Scene

Added pep to my step by going to a recital by the German baritone Matthias Goerne last night at the Palais Garnier. He was accompanied on piano by Seong-Jin Cho, and they performed some of the lieder posted in the accompanying video ― not to establish Goerne's bona fides by any means (he studied with Fischer-Dieskau) ― but just as a reference point. I guess what most impressed me was their fearlessness in using silence to bracket the works. After several pieces, Cho's hands would hover motionless for ten, even fifteen seconds before dropping to his sides. Goerne, likewise, appeared to be in a trance in these moments. There's a bit of theater involved, perhaps, but I prefer to think of it more as a way of instructing the audience how to listen. Every silence, after all, has a sound, if only the reverberation of what came before it.

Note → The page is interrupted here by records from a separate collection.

PR #731, opened 2026-08-14
fix(indexer)!: make cross-zone verification halts durable, diagnosable and recoverable

### LINKED ISSUE #647: Cross-zone verifier cannot distinguish a permanently unavailable peer block from a lagging peer

moudyellaz:
## 🎯 Purpose

Closes #647.

A cross-zone verification halt is fail-closed and correct, but blind and irreversible: nothing durable records it, `getStatus` freezes, a restart silently re-derives and re-halts, a dispatch naming a block the peer will never produce hides as ordinary lag forever, one undecodable peer slot bricks that channel while reporting as a retry loop, and the only lever is disabling all verification.

## ⚙️ Approach

- [x] Add a `Halted` indexer state with a persisted halt record naming the local block and the dispatch coordinates, written before the stream ends and reported at boot, cleared only when the recorded block applies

The program opened darkly with songs of aging, loneliness and regret by Hugo Wolf and Hans Pfitzner. By intermission, I contemplated throwing myself off the balcony. For the second half, however, Goerne and Cho did the Wesendonck cycle by Wagner, dripping with romantic longing, and several pieces by Richard Strauss, concluding with an Im Abendrot that had the audience leaning forward, chin in hands.



No amount of syncopated clapping could bring the pair out for an encore, which bugged me at first, but on reflection, Goerne is a singer who has one instrument, not, say, a violinist who is unlikely to develop "violin elbow" with one last Paganini cantabile.




L'Opera itself, as a destination, is in fine shape.




I may stand alone in this regard, but Marc Chagall's art-forward ceiling, joyous as it is, fits in this gilded environment like an Eames chair at Versailles. Don't @ me.




The evening was so energizing, I walked the three miles home, some of it along the Champs-Elysees, above. The Police Nationale presence around Elysees Palace and the Franklin Roosevelt metro station was insane! Vive le nouveau normale, I guess.